我低头喝粥。粥很烫,烫得舌尖发麻。我吹气,小口小口地喝。煎蛋的油脂香混着粥的清淡,是熟悉的、属于早晨的味道。我吃着,忽然想起小时候,每个上学的早晨,母亲也是这样为我准备早餐。那时父亲还在家,我们会三个人一起吃饭,父亲看报纸,母亲催我快点吃,我会把蛋黄挑出来,只吃蛋白,母亲就会说“蛋黄有营养”,然后夹走我的蛋黄,自己吃掉。
从什么时候开始,早餐只剩下我和母亲两个人了?大概是我上初中那年,父亲换了工作,开始跑长途。起初他还会尽量周末回来,后来变成两周一次,一个月一次,现在有时候两三个月才回来一次。家对于父亲,渐渐变成了一个驿站,匆匆地来,匆匆地走,留下空了一半的衣柜,和阳台上那盆因为无人照料而枯死的茉莉。
“昨晚睡得好吗?”母亲问。
“还好。”我说。谎言。但善意的谎言是成年人的必需品,我正以惊人的速度学会它。
“雨那么大,我还怕你睡不着。”她用筷子夹了一点酱菜,放进粥里,却没有吃,“今天降温了,多穿点。”
“校服里面穿了毛衣。”
“那就好。”她顿了顿,似乎想说什么,但又咽了回去。最后只说:“快吃吧。”
我加快速度,把粥喝完,煎蛋吃掉。
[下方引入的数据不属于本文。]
PR #410, opened 2024-05-27
Add Kuadrant tracing tests

jsmolar:
The first test for Kuadrant level tracing. When testing the presence of authorino and limitador service names in the trace. Do we also want to verify the trace from Istio?

### DIFF
--- a/testsuite/openshift/limitador.py
+++ b/testsuite/openshift/limitador.py
@@ -1,0 +1,42 @@
+"""Limitador CR object"""
+
+from openshift_client import selector
+
+from testsuite.openshift import OpenShiftObject, modify
+from testsuite.openshift.authorino import TracingOptions
+from testsuite.openshift.deployment import Deployment
+from testsuite.utils import asdict
+
+
+class LimitadorCR(OpenShiftObject):
+    """Represents Limitador CR objects"""
+
+    @property
+    def deployment(self) -> Deployment:
+        """Returns Deployment object for this Limitador"""
+        with self.context:
+            return selector("deployment/limitador-limitador").object(cls=Deployment)
+
+    @property
+    def tracing(self) -> dict:
+        """Returns tracing config"""
+        return self.model.spec.setdefault("tracing", {})
+
+    @tracing.setter
+    @modify
+    def tracing(self, config: TracingOptions):
+        """Sets tracing"""
+        self.model.spec.setdefault("tracing", {})
+        self.model.spec["tracing"] = asdict(config)
+
+    @property
+    def verbosity(self) -> int:
+        """Returns verbosity config"""
+        return self.model.spec.setdefault("verbosity", {})
+
+    @verbosity.setter
+    @modify
+    def verbosity(self, level: int):
+        """Sets verbosity"""
+        self.model.spec.setdefault("verbosity", {})
+        self.model.spec["verbosity"] = level
--- a/testsuite/openshift/limitador.py
+++ b/testsuite/openshift/limitador.py
@@ -2,41 +2,15 @@
 
 from openshift_client import selector
 
-from testsuite.openshift import OpenShiftObject, modify
-from testsuite.openshift.authorino import TracingOptions
+from testsuite.openshift import CustomResource
 from testsuite.openshift.deployment import Deployment
-from testsuite.utils import asdict
 
 
-class LimitadorCR(OpenShiftObject):
+class LimitadorCR(CustomResource):
     """Represents Limitador CR objects"""
 
     @property
     def deployment(self) -> Deployment:
         """Returns Deployment object for this Limitador"""
         with self.context:
-            return selector("deployment/limitador-limitador").object(cls=Deployment)
-
-    @property
-    def tracing(self) -> dict:
-        """Returns tracing config"""
-        return self.model.spec.setdefault("tracing", {})
-
-    @tracing.setter
-    @modify
-    def tracing(self, config: TracingOptions):
-        """Sets tracing"""
-        self.model.spec.setdefault("tracing", {})
-        self.model.spec["tracing"] = asdict(config)
-
-    @property
-    def verbosity(self) -> int:
-        """Returns verbosity config"""
-        return self.model.spec.setdefault("verbosity", {})
-
-    @verbosity.setter
-    @modify
-    def verbosity(self, level: int):
-        """Sets verbosity"""
-        self.model.spec.setdefault("verbosity", {})
-        self.model.spec["verbosity"] = level
+            return selector(f"deployment/{self.name()}").object(cls=Deployment)
--- a/testsuite/tests/kuadrant/conftest.py
+++ b/testsuite/tests/kuadrant/conftest.py
@@ -6,6 +6,7 @@ from openshift_client import selector, OpenShiftPythonException
 
 from testsuite.config import settings
 from testsuite.openshift.authorino import AuthorinoCR
+from testsuite.openshift.limitador import LimitadorCR
 from testsuite.policy.authorization.auth_policy import AuthPolicy
 from testsuite.policy.rate_limit_policy import RateLimitPolicy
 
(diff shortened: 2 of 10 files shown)


testsuite/tracing.py
```diff
@@ -15,7 +15,7 @@ def __init__(self, jaeger_backend: bool, collector_url: str, query_url: str, cli
         self.client = client or KuadrantClient(verify=False)
         self.query = ApyProxy(query_url, session=self.client)
 
-    @backoff.on_predicate(backoff.fibo, lambda x: x == [], max_tries=7, jitter=None)
+    @backoff.on_predicate(backoff.fibo, lambda x: x == [], max_tries=5, jitter=None)
```
pehala, line 18: why decrease it?

testsuite/tests/kuadrant/observability/conftest.py
```diff
@@ -0,0 +1,45 @@
...
+
+@pytest.fixture(scope="session")
+def limitador(kuadrant_system_client) -> LimitadorCR:
+    """Returns Limitador CR"""
+    try:
+        with kuadrant_system_client.context:
+            limitador = selector("limitador").object(cls=LimitadorCR)
+            limitador.committed = True
+    except OpenShiftPythonException:
+        pytest.fail("Running Kuadrant tests, but Authorino resource was not found")
```
pehala, line 34: Limitador resource was not found

testsuite/tests/kuadrant/observability/conftest.py
```diff
@@ -0,0 +1,45 @@
...
+
+    return limitador
+
+
+@pytest.fixture(scope="module", autouse=True)
+def enable_tracing(authorino, limitador, tracing):
+    """Enable tracing for Authorino and Limitador"""
+    authorino.tracing = TracingOptions(tracing.collector_url, insecure=True)
+    limitador.tracing = TracingOptions(tracing.collector_url)
```
pehala, line 43: why are we not using insecure for limitador as well?

testsuite/tests/kuadrant/observability/conftest.py
```diff
@@ -0,0 +1,45 @@
...
+    limitador.verbosity = 3
+    limitador.deployment.wait_for_ready()
```
pehala, line 45: We should wait for limitador CR readiness not the deployment

testsuite/tests/kuadrant/observability/test_tracing.py
```diff
@@ -0,0 +1,23 @@
...
+    """
+    Tests that traces are collected from Authorino and Limitador
+
+    Trace IDs do not propagate to wasm modules in Istio/Envoy, affecting trace continuity in Limitador:
+    https://github.com/envoyproxy/envoy/issues/22028
+    That is the reason why we set parent trace ID in request.
+    """
+    trace_id = os.urandom(16).hex()
+    client.get("/get", auth=auth, headers={"Traceparent": f"00-{trace_id}-{os.urandom(8).hex()}-01"})
+    sleep(5)  # Waits for tracing backend to collect all traces
```
pehala, line 17: Why 5 and is there not a better waiting mechanism? Maybe retry?

testsuite/tests/kuadrant/observability/conftest.py
```diff
@@ -0,0 +1,45 @@
...
+from openshift_client import selector
+
+from testsuite.httpx.auth import HttpxOidcClientAuth
+from testsuite.openshift.authorino import TracingOptions
+from testsuite.openshift.limitador import LimitadorCR
+from testsuite.policy.rate_limit_policy import Limit
+
+
+@pytest.fixture(scope="module")
+def auth(oidc_provider):
```
pehala, line 14: This fixture can be probably mvoed to Kuadrant conftest, but we can discuss it

testsuite/tests/kuadrant/conftest.py
```diff
@@ -24,15 +40,15 @@ def authorization_name(blame):
...
-def authorization(kuadrant, oidc_provider, route, authorization_name, openshift, label):
+def authorization(kuadrant, route, authorization_name, openshift, label):
     """Authorization object (In case of Kuadrant AuthPolicy)"""
     if kuadrant:
         return AuthPolicy.create_instance(openshift, authorization_name, route, labels={"testRun": label})
     return None
 
 
 @pytest.fixture(scope="module")
-def rate_limit(kuadrant, openshift, blame, request, module_label, route, gateway):
```
pehala, line 35: do all other tests pass? Not sure if this is the case for these specifically, but we sometimes do unused imports to make sure everything is ready beforehand

testsuite/openshift/limitador.py
```diff
@@ -0,0 +1,42 @@
...
+        self.model.spec.setdefault("tracing", {})
+        self.model.spec["tracing"] = asdict(config)
+
+    @property
+    def verbosity(self) -> int:
+        """Returns verbosity config"""
+        return self.model.spec.setdefault("verbosity", {})
+
+    @verbosity.setter
+    @modify
```
pehala, line 38: Are we sure we cannot do a better pattern than this? This will get out of hands very quickly

testsuite/tracing.py
jsmolar: `5` should be enough. I've done some testing.

testsuite/tests/kuadrant/observability/conftest.py
jsmolar: This will not work: https://github.com/Kuadrant/limitador-operator/issues/140

testsuite/tests/kuadrant/observability/conftest.py
jsmolar: `insecure` is not defiend for limitador. I created an issue: https://github.com/Kuadrant/limitador-operator/issues/141

testsuite/openshift/limitador.py
```diff
@@ -0,0 +1,42 @@
...
+
+
+class LimitadorCR(OpenShiftObject):
+    """Represents Limitador CR objects"""
+
+    @property
+    def deployment(self) -> Deployment:
+        """Returns Deployment object for this Limitador"""
+        with self.context:
+            return selector("deployment/limitador-limitador").object(cls=Deployment)
```
pehala, line 18: Name is not static

testsuite/tests/kuadrant/observability/test_tracing.py
jsmolar: It takes some time for the collector to get all the traces. What happens here, is that the tracing backend correctly returns the trace by `tracreId` but it takes some time for this trace to contain all spans.

testsuite/tests/kuadrant/observability/test_tracing.py
```diff
@@ -0,0 +1,27 @@
...
+    """
+    Tests that traces are collected from Authorino and Limitador
+
+    Trace IDs do not propagate to wasm modules in Istio/Envoy, affecting trace continuity in Limitador:
+    https://github.com/envoyproxy/envoy/issues/22028
+    That is the reason why we set parent trace ID in request.
+    """
+    trace_id = os.urandom(16).hex()
+    client.get("/get", auth=auth, headers={"Traceparent": f"00-{trace_id}-{os.urandom(8).hex()}-01"})
+    sleep(5)  # Wait for tracing backend to collect all traces
```
pehala, line 21: Does all tracing need this sleep? cannot we use retry instead of it?

testsuite/openshift/limitador.py
```diff
@@ -0,0 +1,16 @@
...
+
+from testsuite.openshift import CustomResource
+from testsuite.openshift.deployment import Deployment
+
+
+class LimitadorCR(CustomResource):
+    """Represents Limitador CR objects"""
+
+    @property
+    def deployment(self) -> Deployment:
```
pehala, line 13: You have two way of achieving the same thing based on deployment type:
Standalone: `limitador_cr.deployment`
Kuadrant: `kuadrant_cr.limitador_deployment`

It would be good to unify path to obtain the same thing regardless of deployment

testsuite/tests/kuadrant/conftest.py
```diff
@@ -30,6 +59,7 @@ def authorization(kuadrant, route, authorization_name, openshift, label):
     return None
 
 
+# pylint: disable=unused-argument
```
pehala, line 62: Remove

testsuite/tests/kuadrant/conftest.py
```diff
@@ -2,18 +2,47 @@
...
+            authorino = selector("authorino").object(cls=AuthorinoCR)
+            authorino.committed = True
+    except OpenShiftPythonException:
+        pytest.fail("Running Kuadrant tests, but Authorino resource was not found")
+
+    return authorino
+
+
+@pytest.fixture(scope="session")
+def limitador(system_openshift) -> LimitadorCR:
```
pehala, line 36: Why we dont do this through Kuadrant if those tests are kuadrant specific?

testsuite/openshift/limitador.py
jsmolar: I'm working on this in another commit/PR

酱菜太咸,我只吃了一小口。然后起身收拾碗筷。母亲说“我来吧”,但我已经端着碗走进厨房,拧开水龙头。水流哗哗,冲走碗壁残留的粥粒。我挤了点洗洁精,用海绵擦拭。这些动作我做了千百遍,熟悉到不需要思考,手指自己会动。
洗好碗,擦干手。我看了一眼挂钟:七点十分。该走了。
我回到房间,拿起书包。很沉,里面装着周末的作业,还有今天要用的课本。我把手机从床上捡起来,塞进校服口袋。金属的冰凉隔着布料贴在腿上,像一个无法忽视的、沉默的提醒。
“我走了。”我对着厨房说。
“路上小心。”母亲的声音混着水流声传来。
我打开门,走出去,反手带上门。咔哒一声,家的温暖被关在身后。楼道里阴冷,有潮湿的霉味。我走下楼梯,脚步声在空旷的楼梯间里回响,嗒,嗒,嗒,像某种倒计时。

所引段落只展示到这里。